Explicit logic is a great tradition similar to that of classical and intuitionistic
logic. Due to its very explicitness, it is the most challenging of the
three, and the one most closely connected with Computer Science. Languages
whose most natural semantics are in explicit logic include functional programming
languages, PROLOG, together with theorem provers such as Nuprl, HOL, Coq,
etc.
From the point of view of logic, every computation is a deduction from
initial premises in a suitable associated formal system. From the point
of view of Computer Science, every deduction is an execution sequence of
a computation with the premises as initial data. The "Greats" (Brouwer,
Kolmogorov, Goedel) raised in the 1930's a complex of fundamental questions
of explicit logic which we can now characterize as determining the exact
relation between deduction and computation. One such fundamental relation,
stemming from the consistency proofs of Gentzen, has already become a cornerstone
of Computer Science. This is the Curry-Howard Isomorphism between typed
lambda-terms and intuitionistic deductions.
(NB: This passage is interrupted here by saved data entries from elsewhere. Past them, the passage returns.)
PR #2645, opened 2021-03-15
Defect-Fix Compaction status report into correct buckets.

klwilson227:
The compaction status report is off by 1. 

When compaction is enabled, the 10% log is always empty. Setting the compaction threshold to .2 we were seeing the number of compacted entrylogs that were removed, match the sum of the 20% and 30% buckets. While the 10% bucket remained empty. Increasing the threshold to .3 we would see the sum of the first 4 buckets compacted (10%-40%). Also with the 10% bucket empty. 

Upon inspection of the code, the code is using the .ceil function to calculate the bucket index to be updated. This means that 10% bucket will never be used. However, there could be a rare 100% case in which the code runs into a index out of bounds exception when the entrylog is actually 100% used.  The index calculation should be using floor and not the ceil call using the next index lower. So usage of .00 to .9 ends up in the 0 index instead of the current calculation which puts the .0 - .9  in the 1 index. 

This will leave the 100% index empty most of the time, as rarely will the entry logs be 100% used.

### DIFF
--- a/bookkeeper-server/src/main/java/org/apache/bookkeeper/bookie/GarbageCollectorThread.java
+++ b/bookkeeper-server/src/main/java/org/apache/bookkeeper/bookie/GarbageCollectorThread.java
@@ -454,9 +454,7 @@ public class GarbageCollectorThread extends SafeRunnable {
         int[] entryLogUsageBuckets = new int[numBuckets];
 
         for (EntryLogMetadata meta : logsToCompact) {
-            int bucketIndex = Math.min(
-                    numBuckets - 1,
-                    (int) Math.ceil(meta.getUsage() * numBuckets));
+            int bucketIndex = calculateUsageIndex(numBuckets, meta.getUsage());
             entryLogUsageBuckets[bucketIndex]++;
 
             if (meta.getUsage() >= threshold) {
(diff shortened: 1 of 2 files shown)


eolivelli:
thank you @klwilson227 

can you please add a unit test (no need to start the bookie) ?

klwilson227 (commented):
If there was some sort of start/framework for testing compaction it should be trivial but since no one has taken the time to create the framework I’ve got to learn all of gc/bookkeeper to mock out classes to test the basics first. I do not yet know the gc well enough to be able to efficiently make those changes. Some refactoring for test ability is also in order.

klwilson227:
@eolivelli @jiazhai @sijie  is the integration test flaky as this run was rebased on top of master and had issues loading etc docker container which I believe is not related to change.

klwilson227:
Test cases updated. Please review.

jiazhai:
@klwilson227 Thanks for the help. right. the CI failure is not related. I triggered a re-run

jiazhai (approved):

jiazhai:
@zymap to also take a look

zymap (approved):

codelipenghui (approved):

PR #2646, opened 2021-03-17
Auto-throttle read operations

merlimat:
### Motivation

When bookie is doing reads, it may use a considerable amount of memory if there are many simultaneous readers and especially when the network becomes the bottleneck.

The problem is that the read thread is scheduling the async operation to write on the socket and then it moves on for the next read operation. If the TCP window is full, these write requests on the socket are just piling up in memory, resulting in a spike of direct memory usage, which may exceed the max configured in the JVM.

Instead, if the socket write operation is blocking, we should block the BK read thread in order to auto-throttle and limit the amount of memory. 

This change does not introduce any performance penalty on the read-path. The old behavior will still be available as a config option.

### DIFF
--- a/conf/bk_server.conf
+++ b/conf/bk_server.conf
@@ -137,6 +137,11 @@ extraServerComponents=
 # avoid the executor queue to grow indefinitely
 # maxPendingAddRequestsPerThread=10000
 
+# Use auto-throttling of the read-worker threads. This is done
+# to ensure the bookie is not using unlimited amount of memory
+# to respond to read-requests.
+# readWorkerThreadsThrottle=true
+
 # Option to enable busy-wait settings. Default is false.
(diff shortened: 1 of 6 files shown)


eolivelli (approved):
LGTM

conf/bk_server.conf
```diff
@@ -137,6 +137,11 @@ extraServerComponents=
 # avoid the executor queue to grow indefinitely
 # maxPendingAddRequestsPerThread=10000
 
+# Use auto-throttling of the read-worker threads. This is done
+# to ensure the bookie is not using unlimited amount of memory
+# to respond to read-requests.
+# readWorkerThreadsThrottle=true
```
codelipenghui, line 143:
```suggestion
# readWorkerThreadsThrottleEnabled=true
```

merlimat: Good point. Renamed to "ThrottlingEnabled"

PR #2647, opened 2021-03-17
Limit read-ahead bytes to the size of the read cache

merlimat:
### Motivation

In DbLedgerStorage, the read ahead that feeds the read cache is being configured in terms of number of entries. If the entry size is big and the read cache is small, this could lead to trashing the read cache.

For example, a read-ahead of 1000 entries with 1MB avg size would pre-fetch a 1GB from volume. In the read-ahead there would never be a good read to pre-fetch an amount of data that exceeds the read cache size.

### DIFF
--- a/bookkeeper-server/src/main/java/org/apache/bookkeeper/bookie/storage/ldb/SingleDirectoryDbLedgerStorage.java
+++ b/bookkeeper-server/src/main/java/org/apache/bookkeeper/bookie/storage/ldb/SingleDirectoryDbLedgerStorage.java
@@ -134,6 +134,8 @@ public class SingleDirectoryDbLedgerStorage implements CompactableLedgerStorage 
 
     private static final long DEFAULT_MAX_THROTTLE_TIME_MILLIS = TimeUnit.SECONDS.toMillis(10);
 
+    private final long maxReadAheadBytesSize;
+
     public SingleDirectoryDbLedgerStorage(ServerConfiguration conf, LedgerManager ledgerManager,
             LedgerDirsManager ledgerDirsManager, LedgerDirsManager indexDirsManager, StateManager stateManager,
             CheckpointSource checkpointSource, Checkpointer checkpointer, StatsLogger statsLogger,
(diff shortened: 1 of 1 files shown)


eolivelli (approved):
LGTM

bookkeeper-server/src/main/java/org/apache/bookkeeper/bookie/storage/ldb/SingleDirectoryDbLedgerStorage.java
```diff
@@ -469,7 +474,9 @@ private void fillReadAheadCache(long orginalLedgerId, long firstEntryId, long fi
             int count = 0;
             long size = 0;
 
-            while (count < readAheadCacheBatchSize && currentEntryLogId == firstEntryLogId) {
+            while (count < readAheadCacheBatchSize
+                    && size < readAheadCacheBatchSize
```
codelipenghui, line 478:
```suggestion
                    && size < maxReadAheadBytesSize
```

bookkeeper-server/src/main/java/org/apache/bookkeeper/bookie/storage/ldb/SingleDirectoryDbLedgerStorage.java
```diff
@@ -155,6 +157,9 @@ public SingleDirectoryDbLedgerStorage(ServerConfiguration conf, LedgerManager le
         readCacheMaxSize = readCacheSize;
         readAheadCacheBatchSize = conf.getInt(READ_AHEAD_CACHE_BATCH_SIZE, DEFAULT_READ_AHEAD_CACHE_BATCH_SIZE);
 
+        // Do not attempt to perform read-ahead more than half the total size of the cache
+        maxReadAheadBytesSize = readCacheMaxSize / 2;
```
codelipenghui, line 161: Do we need to consider the multiple ledger directories?

merlimat: It's already being accounted in that `readCacheMaxSize` size is divided evenly divided by the directories.

bookkeeper-server/src/main/java/org/apache/bookkeeper/bookie/storage/ldb/SingleDirectoryDbLedgerStorage.java
merlimat: Good catch, I messed this up when resolving the conflicts...

bookkeeper-server/src/main/java/org/apache/bookkeeper/bookie/storage/ldb/SingleDirectoryDbLedgerStorage.java
codelipenghui: ok

PR #2650, opened 2021-03-17
Allow to attach labels to metrics

merlimat:
### Motivation

There are certain metrics reported by bookies or clients that are including the bookie name in the metric name. This is typically an anti-pattern in many metric collections systems. For example, this can create a big number of metrics in Prometheus and it will severely impact the its performance.

In general, metric collection systems support the concept of labels that can be attached to metrics.

### Modifications
 * Added the labels in the BK stats API
 *  Prometheus implementation is using the labels instead of putting that as part of the metric name
 * Other stats providers will keep by default using the label in the metric name for backward compatibility.


eolivelli (approved):
LGTM 

@nicoloboschi please take a look

nicoloboschi (approved):
+1

eolivelli:
@merlimat 
we have a failing test, related to this patch

```
Error:  Tests run: 9, Failures: 3, Errors: 0, Skipped: 0, Time elapsed: 0.545 s <<< FAILURE! - in org.apache.bookkeeper.stats.prometheus.TestPrometheusMetricsProvider
Error:  org.apache.bookkeeper.stats.prometheus.TestPrometheusMetricsProvider.testCache  Time elapsed: 0.117 s  <<< FAILURE!
java.lang.AssertionError: expected same:<org.apache.bookkeeper.stats.prometheus.PrometheusStatsLogger@5f341870> was not:<org.apache.bookkeeper.stats.prometheus.PrometheusStatsLogger@553f17c>
	at org.junit.Assert.fail(Assert.java:88)
	at org.junit.Assert.failNotSame(Assert.java:828)
	at org.junit.Assert.assertSame(Assert.java:771)
	at org.junit.Assert.assertSame(Assert.java:782)
	at org.apache.bookkeeper.stats.prometheus.TestPrometheusMetricsProvider.testCache(TestPrometheusMetricsProvider.java:54)
```

sursingh:
@merlimat : With  this change we are not using caching metrics provider. So caching tests are not longer valid. So the test should be removed

merlimat:
> @merlimat : With this change we are not using caching metrics provider. So caching tests are not longer valid. So the test should be removed

Good point. I'll get this PR back in shape.

Issue #2615, opened 2021-02-20
Ledger recovery can fail due to invalid ensemble creation


Vanlightly:
I have found a sequence of events that could lead to repeated failure of a ledger recovery process that would lead to data unavailability. I have verified this with both my TLA+ specification (https://github.com/Vanlightly/bookkeeper-tlaplus) of the replication protocol and new unit tests.

**BUG REPORT**

When a second writer performs recovery, it can end up trying to create an invalid ensemble which will cause recovery to fail.

The following example involves no timeouts on LAC reads, but an empty ensemble returning -1 for LAC reads. However, the same result would follow if LAC reads timed out, causing the value of -1 to be used as the default.

```
participant w1
participant w2
participant b1
participant b2
participant b3
participant b4
participant b5
participant b6
participant zk

note over w1,zk:Ensembles: 0:{b1,b2}, 1000:{b2,b3}
w1->b1: e1999
w1->b2: e1999
b1->w1: ack e1999
b2->w1: ack e1999
w1--xb1: e2000
w1--xb2: e2000
w1->zk:Add ensemble 2000:{b4,b5}
w2->zk:Start recovery
w2->b4: Read LAC
w2->b5: Read LAC
b4->w2: LAC -1
b5->w2: LAC -1
w2->b1: Read e0
w2->b2: Read e0
b1->w2:e0
b2->w2:e0
w2->b4:e0
w2--xb5:e0
b4->w2:ack e0
w2->zk:Add ensemble 0:{b4,b6}
note over w2,zk:INVALID ENSEMBLE
```

Any ledger recovery is vulnerable to this situation if the ledger has at least 1 existing ensemble, a default of -1 is used for the LAC and an error occurs during the write-back phase causing a new ensemble to be created (from entry 0).

**THE FIX**

The fix is to not use -1 (or 0 in the TLA+ spec) as the minimum but to take the `first entry id` of the current ensemble - 1 as the minimum. This ensures we only try to recover the current ensemble. Previous ensembles, if any, have already been committed and so recovery reads/writes of those ensembles is unnecessary. If a failure occurs during recovery of the current ensemble, then updating that ensemble is a legal operation.

The TLA+ specification uses this new minimum value and so the spec will not currently reach this illegal state.

I will shortly submit a PR with the code fix and new unit tests.

eolivelli:
@Vanlightly thank you for sharing this issue

can you please advertise on dev@bookkeeper about your TLA+ work ?
[...]

PR #2654, opened 2021-03-18
Issue 2615: Fix for invalid ensemble issue during ledger recovery

Vanlightly:
Ensures that only entries of the current ensemble are included in the ledger recovery process, thus avoiding a ledger recovery failure scenario where it tries to append an ensemble with a lower first entry id than the prior ensemble.

This PR includes a small change in the LedgerRecoveryOp that avoids a scenario where ledger recovery tries to create an invalid ensemble thereby failing. This could cause data unavailability for as long as trigger conditions last.

During ledger recovery, only entries of the current ensemble can be included in the read and write back phase. Prior ensembles, if any, are immutable. But it is possible, in a multi-ensemble ledger, for the current ensemble to return an LAC of -1. This then causes the recovery to read entries from prior ensembles and write them back to the current ensemble. This does not cause any data loss, but it is wasteful of both space and time. The main issue is that if an ensemble change occurs when writing back entries, it will try and create a new ensemble with first entry id of 0. This causes an IllegalStateException as there is a check before the CAS metadata op to ensure that the ensemble does not have an entry id lower than an existing ensemble.

If a bookie of the current ensemble were to be down, then the ledger would be unrecoverable until it became available again. 

The solution is that the lowest safe LAC for recovery is: first entry id of current ensemble - 1.

### Changes

Change to LedgerRecoveryOp as described above.
New unit test in LedgerRecoveryTest2.

Master Issue: #2615

### DIFF
--- a/bookkeeper-server/src/main/java/org/apache/bookkeeper/client/LedgerRecoveryOp.java
+++ b/bookkeeper-server/src/main/java/org/apache/bookkeeper/client/LedgerRecoveryOp.java
@@ -104,7 +104,24 @@ class LedgerRecoveryOp implements ReadEntryListener, AddCallback {
                     public void readLastConfirmedDataComplete(int rc, RecoveryData data) {
                         if (rc == BKException.Code.OK) {
                             synchronized (lh) {
-                                lh.lastAddPushed = lh.lastAddConfirmed = data.getLastAddConfirmed();
+                                /**
+                                 The lowest an LAC can be for use in recovery is the first entry id
+                                 of the current ensemble - 1.
+                                 All ensembles prior to the current one, if any, are confirmed and
+                                 immutable (so are not part of the recovery process).
+                                 So we take the highest of:
+                                 - the LAC returned by the current bookie ensemble (could be -1)
+                                 - the first entry id of the current ensemble - 1.
+                                 */
+                                Long lastEnsembleEntryId = lh.getVersionedLedgerMetadata()
+                                        .getValue()
+                                        .getAllEnsembles()
+                                        .lastEntry()
+                                        .getKey();
+
+                                lh.lastAddPushed = lh.lastAddConfirmed = Math.max(data.getLastAddConfirmed(),
+                                        (lastEnsembleEntryId - 1));
+
                                 lh.length = data.getLength();
                                 lh.pendingAddsSequenceHead = lh.lastAddConfirmed;
                                 startEntryToRead = endEntryToRead = lh.lastAddConfirmed;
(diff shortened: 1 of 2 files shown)


Vanlightly:
@eolivelli  The testBookieShouldTurnWritableFromReadOnly integration test that is failing is doing so because the BookieWatcherImpl methods processReadOnlyBookiesChanged gets invoked first and then the processWritableBookiesChanged method second. As soon as processReadOnlyBookiesChanged is invoked it unblocks the waitForReadOnlyBookie() in the test which immediately creates a new ledger, before the processWritableBookiesChanged is invoked, allowing the ledger to be created thus failing the test.

Introducing a Thread.sleep before creating the ledger allows both watches to fire first, though it's not a perfect solution.

dlg99 (approved):

Vanlightly:
rerun failure checks

Vanlightly:
rerun failure checks

eolivelli (approved):
LGTM

Vanlightly:
rerun failure checks

eolivelli:
cc @fpj

bookkeeper-server/src/main/java/org/apache/bookkeeper/client/LedgerRecoveryOp.java
```diff
@@ -104,7 +104,24 @@ LedgerRecoveryOp setEntryListener(ReadEntryListener entryListener) {
...
+                                 - the LAC returned by the current bookie ensemble (could be -1)
+                                 - the first entry id of the current ensemble - 1.
+                                 */
+                                Long lastEnsembleEntryId = lh.getVersionedLedgerMetadata()
+                                        .getValue()
+                                        .getAllEnsembles()
+                                        .lastEntry()
+                                        .getKey();
+
+                                lh.lastAddPushed = lh.lastAddConfirmed = Math.max(data.getLastAddConfirmed(),
```
fpj, line 122: Thanks for the patch, @Vanlightly . I understand that you are trying to lower bound the value of last add pushed by getting the last entry id from the last ensemble in the ledger history. I'd appreciate if you could clarify a couple of quick things for me:

1- Why is it `lastEnsembleEntryId - 1` and not `lastEnsembleEntryId`? I'm missing why we need the `-1`.
2- The PR description mentions the following:

>  The main issue is that if an ensemble change occurs when writing back entries, it will try and create a new ensemble with first entry id of 0. This causes an IllegalStateException as there is a check before the CAS metadata op to ensure that the ensemble does not have an entry id lower than an existing ensemble.

I'm not sure I understand why the client would create a new ensemble with the first entry id being zero. Shouldn't the first entry be the entry id of the last recorded ensemble + 1? Is it zero because because `readLastConfirmedDataComplete` is returning `-1` we are adding 1 to it?

Vanlightly: The recovery process begins its reads/write-backs at LAC + 1. If the LAC reads were not able to successfully get a value, then the scope of recovery should be the current ensemble only. So to target the current ensemble only, we take its first entry id - 1 as the LAC (as recovery starts at LAC + 1).

The issue #2615 goes into detail about a situation where a client starts the recovery process with LAC=-1 (even though there are multiple ensembles), a write fails during this process causing an ensemble change where the client attempts to append an ensemble with first entry id of 0 (even though ensembles exist with higher first entry ids).

fpj (approved):

hsaputra:
Will merge this PR if no one has more comments by end of days PST. Thanks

The Curry-Howard Isomorphism does not of itself capture the self-referential
mechanisms available in deductions in sufficiently rich formal systems and in
programming languages. Our discovery of a natural system of self-referential
proof terms, which we call "proof polynomials", was essential in our solution
to the famous open problem of Goedel (1933) concerning formalization of provability
(cf.
major scientific accomplishments). Proof polynomials
considerably extend the Curry-Howard Isomorphism and lead to a joint calculus
of propositions and proofs which unifies several previously unrelated areas.
We will explain our solution, and why it changes our conception of the appropriate
syntax and semantics for typed programming languages, automated deduction and
formal verification, reasoning about knowledge, nonmonotonic reasoning.